# Too late to start clicker training?



## luna piena (Aug 18, 2010)

I have heard lots of great things about clicker training and would like to try it with my dog. I have a 5.5 year old Boston terrier who only knows the very basic commands of "sit" "stay" "come" and "down" and I would like to teach her something more interesting. 

Some background: Luna is my first dog, and I had the help of a professional trainer to teach her what she knows now. It's been a few years since then but his methods were using the leash and then giving lots of praise. I guess I still use praise when she follows a command, but she's become so used to them it doesn't really seem necessary anymore. 

Questions: Is she too old to start on an entirely new training method? How would I go about introducing the clicker? Luna is not really a food-motivated dog, I would definitely say that the ball is of much higher value to her, but at the same time, once the ball is in sight/use she cannot focus on anything else. She does like those freeze-dried liver treats though, could I use those? What sort of tricks will I be able to teach her if I'm successful? 

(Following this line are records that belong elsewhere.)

Issue #41, opened 2024-09-23
There should be a way to view the logs that bwa emits


clintval:
Interaction with BWA is implemented using [`ExecutableRunner`](https://github.com/fulcrumgenomics/prymer/blob/70f684086feb5f204e1f8fd659e7b7443cd4e845/prymer/util/executable_runner.py).

By default, all IO channels are set to `PIPE`:

https://github.com/fulcrumgenomics/prymer/blob/70f684086feb5f204e1f8fd659e7b7443cd4e845/prymer/util/executable_runner.py#L42-L44

BWA doesn't override any of them.

https://github.com/fulcrumgenomics/prymer/blob/70f684086feb5f204e1f8fd659e7b7443cd4e845/prymer/offtarget/bwa.py#L285

To interact with the `PIPE`s BWA will read and write to the private subprocess:

https://github.com/fulcrumgenomics/prymer/blob/70f684086feb5f204e1f8fd659e7b7443cd4e845/prymer/offtarget/bwa.py#L296

https://github.com/fulcrumgenomics/prymer/blob/70f684086feb5f204e1f8fd659e7b7443cd4e845/prymer/offtarget/bwa.py#L298

I think there is a small memory use bug here in that stderr will be written to a pipe that will never be read from. A buffer may be created and only increase in size. Regardless, I think that stderr should be redirected to a logging stream (perhaps with `DEBUG` level) so that a user has a way of reading them.

Originally raised in: https://github.com/fulcrumgenomics/prymer/pull/32#issuecomment-2362821429

clintval:
Sister issue for Primer3:

- https://github.com/fulcrumgenomics/prymer/issues/15

PR #73, opened 2024-10-17
fix: ensure ExecutableRunner stderr goes somewhere by default

clintval:
This doesn't fully solve:

- https://github.com/fulcrumgenomics/prymer/issues/41

But it should solve the issue where the stderr PIPE's buffer may become full and deadlock the process.


clintval:
No longer needed due to merging:

- https://github.com/fulcrumgenomics/prymer/pull/74

Issue #38, opened 2024-09-23
Remove `build_and_pick_primer_pairs()` and `pick_top_primer_pairs()`


msto:
Per @tfenne , these should only be used as an example of how to write a primer picking algorithm.

>  I will just keep repeating that I would **not** use `build_and_pick_primer_pairs` directly, especially when also designing probes, but in general too.  I would use it as an example, and place to start from, but IMHO that code should not be in `prymer` other than as example code.  The reason being that how you pick the pairs tends to vary quite a bit depending on application.

These functions should be deprecated and then removed from the package. They can be migrated to any client repo (there should be only one 🙂 ) that depends on this specific implementation. 

The contents of `pick_top_primer_pairs()` may be added to the `prymer` documentation as example code, but it should not remain in the API to avoid misuse.

PR #75, opened 2024-10-24
Reducing `picking.py` to be simpler, more focused, and more performant.

tfenne:
Closes https://github.com/fulcrumgenomics/prymer/issues/38

### DIFF
--- a/prymer/api/picking.py
+++ b/prymer/api/picking.py
@@ -120,9 +120,6 @@ def build_primer_pairs(
     Returns:
         an iterator over all the valid primer pairs, unsorted
     """
-    print(f"Target={target}; lefts={left_primers}.")
-    print(f"Target={target}; rights={right_primers}.")
-
     # Short circuit if we have no left primers or no right primers
     if not any(left_primers) or not any(right_primers):
         return
--- a/prymer/api/picking.py
+++ b/prymer/api/picking.py
@@ -130,14 +130,17 @@ def build_primer_pairs(
     Returns:
         an iterator over all the valid primer pairs, unsorted
     """
+    print(f"Target={target}; lefts={left_primers}.")
+    print(f"Target={target}; rights={right_primers}.")
+
     # Short circuit if we have no left primers or no right primers
     if not any(left_primers) or not any(right_primers):
         return
 
-    if not all(p.span.refname == target.refname for p in left_primers):
+    if any(p.span.refname != target.refname for p in left_primers):
         raise ValueError("Left primers exist on different reference than target.")
 
-    if not all(p.span.refname == target.refname for p in right_primers):
+    if any(p.span.refname != target.refname for p in right_primers):
         raise ValueError("Right primers exist on different reference than target.")
 
     # Grab the sequence we'll use to fill in the amplicon sequence
--- a/prymer/api/picking.py
+++ b/prymer/api/picking.py
@@ -4,8 +4,7 @@
 Typically, the first step is to build primer pairs from a list of left and right primers for a
 given target with the [`build_primer_pairs()`][prymer.api.picking.build_primer_pairs]
 method. The returned primer pairs are automatically scored (using the
-[`score()`][prymer.api.picking.score] method), and returned sorted by the penalty
-(increasing).
+[`score()`][prymer.api.picking.score] method).
 
 Next, the list of primer pairs for a given target are filtered based on various criteria using the
 [`pick_top_primer_pairs()`][prymer.api.picking.pick_top_primer_pairs] method. Criteria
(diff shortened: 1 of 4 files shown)


tfenne:
I'm still actively working on this - mostly writing tests and fixing up documentation.

prymer/api/picking.py
```diff
@@ -186,285 +79,108 @@ def score(
...
-    primer_pairs: list[PrimerPair] = []
-    for left_primer in left_primers:
-        for right_primer in right_primers:
-            if left_primer.span.refname != right_primer.span.refname:
-                raise ValueError(
-                    "Cannot create a primer pair from left and right primers on different"
-                    f" references: left: '{left_primer.span.refname}'"
-                    f" right: '{right_primer.span.refname}'"
+    # Short circuit if we have no left primers or no right primers
+    if not any(left_primers) or not any(right_primers):
```
msto, line 134: **issue** If either `left_primers` or `right_primers` is a generator, `any()` will consume an element.

**suggestion** Consider converting the primers to a `list`, or find a solution to peek at the first element without consuming it.

prymer/api/picking.py
```diff
@@ -186,285 +79,108 @@ def score(
...
+        # generate all the primer pairs that don't violate hard size and Tm constraints
+        for lp in left_primers:
+            for rp in right_primers:
+                if rp.span.end - lp.span.start + 1 > amplicon_sizes.max:
+                    continue
+
+                amp_mapping = Span(refname=target.refname, start=lp.span.start, end=rp.span.end)
+                amp_bases = bases[
+                    amp_mapping.start - region_start : amp_mapping.end - region_start + 1
+                ]
```
msto, line 158: **question** Is this replicating functionality that is already available via `PrimerPair`? I'm surprised that amplicon length, span, and bases wouldn't be available through that API.

prymer/api/picking.py
```diff
@@ -186,285 +79,108 @@ def score(
...
+                amp_tm = calculate_long_seq_tm(amp_bases)
```
msto, line 159: **suggestion** Related to the last comment, should this be a `cached_property` on `PrimerPair`?

prymer/api/picking.py
```diff
@@ -186,285 +79,108 @@ def score(
...
+
+                if amp_tm < amplicon_tms.min or amp_tm > amplicon_tms.max:
+                    continue
+
+                if max_heterodimer_tm is not None:
+                    if ntthal.duplex_tm(lp.bases, rp.bases) > max_heterodimer_tm:
+                        continue
+
+                penalty = score(
```
msto, line 168: **question** Naive question - why is `duplex_tm()` a method on `NtThermoAligner`, but `score()` and `calculate_long_seq_tm()` are standalone functions? Are the latter accessible through `primer3`?

msto (changes requested):

prymer/api/picking.py
tfenne: Ugh, I always forget the `Iterator` in python is `Iterable`.

prymer/api/picking.py
tfenne: `duplex_tm()` is a complicated thing that does a thermodynamic alignment of two sequences and predicts their Tm, which is why we delegate to ntthal instead of trying to replicate that.

`score()` is mimicking something in primer3, but is not easily accessible independent of designing primer pairs in primer3.

`calculate_long_seq_tm()` is so simple it's not worth trying to redirect to primer3.

prymer/api/picking.py
```diff
@@ -186,285 +79,109 @@ def score(
...
+    # Grab the sequence we'll use to fill in the amplicon sequence
+    with FastaFile(f"{fasta_path}") as fasta:
+        region_start = min(p.span.start for p in left_primers)
+        region_end = max(p.span.end for p in right_primers)
+        bases = fasta.fetch(target.refname, region_start - 1, region_end)
+
+    with NtThermoAlign() as ntthal:
+        # generate all the primer pairs that don't violate hard size and Tm constraints
+        for lp in left_primers:
+            for rp in right_primers:
```
clintval, line 152: `itertools.product` would help you un-nest this a level:

https://docs.python.org/3/library/itertools.html#itertools.product

prymer/api/picking.py
tfenne: Not really ... PrimerPair does have a function to make the amplicon mapping from the two primers, but it's trivial and also it's not a static/class method in PrimerPair :/

PrimerPair does not have any functionality to fetch the bases for the amplicon - it expected to be given it.

prymer/api/picking.py
tfenne: I'd prefer not ... we have on implementation of long sequence Tm, but it's possible other versions might be used.

prymer/api/picking.py
```diff
@@ -186,285 +69,112 @@ def score(
...
+    amplicon_tms: MinOptMax[float],
+    max_heterodimer_tm: Optional[float],
+    weights: PrimerAndAmpliconWeights,
+    fasta_path: Path,
+) -> Iterator[PrimerPair]:
     """Builds primer pairs from individual left and primers.
 
+    Only primer pairs that meet the requirements for amplicon sizes and tms will be returned.
+    In addition, if `max_heterodimer_tm` is provided then primer pairs with a heterodimer tm
+    exceeding the maximum will also be discarded.
```
msto, line 107: **question** Why is this necessary when `primer3` will apply these constraints to designed primer pairs if they are specified? e.g. specifying `PRIMER_PRODUCT_MIN_TM` and `PRIMER_PRODUCT_MAX_TM` will constrain the pairs returned by `primer3` to the provided range

msto (commented):
I don't have any objections to the refactoring.

I do continue to struggle to understand the motivation for reimplementing primer pair picking and scoring in a less performant language, rather than using `primer3` to design and filter pairs where possible.

I understand that `primer3` does not support all the possible flavors of filtering we sometimes have to implement (e.g. I don't think its design algorithm supports filtering based on heterodimerization tm), but I think that it's generally simpler and less prone to inconsistency to rely on it for the features it does provide.

prymer/api/picking.py
tfenne: Because this is used when designing left and right primers independently - so primer3 is not emitting pairs and not cannot check these constraints.

PR #79, opened 2024-11-07
Make sure the number_probes_returned is respected.

tfenne:


prymer/primer3/primer3_parameters.py
```diff
@@ -219,6 +219,7 @@ def to_input_tags(self) -> dict[Primer3InputTag, Any]:
             Primer3InputTag.PRIMER_INTERNAL_MAX_GC: self.probe_gcs.max,
             Primer3InputTag.PRIMER_INTERNAL_MAX_POLY_X: self.probe_max_polyX,
             Primer3InputTag.PRIMER_INTERNAL_MAX_NS_ACCEPTED: self.probe_max_Ns,
+            Primer3InputTag.PRIMER_NUM_RETURN: self.number_probes_return
```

I would love some first hand input and maybe some recommended reading?

Thanks in advance


----------



## Hasch (May 11, 2009)

hello
It is never too late to train a dog. For the reward you can use anything that as a big value for your dog, food, toy.... do not forget the clicker is just to mark, actually you don't even really need a clicker just your voice (like"Yesss") could replace the clicker. See i do not use any clicker cause i need to carry one with you and for reward i use both food and tug and works great with 3 years old bearnese.
For Books they are tones but Karen prior is a must you have also Michael Ellis which is really good he made The Power Of Training Dogs With Food.
Here is a video on his philosiphy.
Good luck


----------



## So Cavalier (Jul 23, 2010)

This is really a great book for someone who wants to implement clicker training with a dog who has not previously been trained using the clicker. I have this book and it's really useful.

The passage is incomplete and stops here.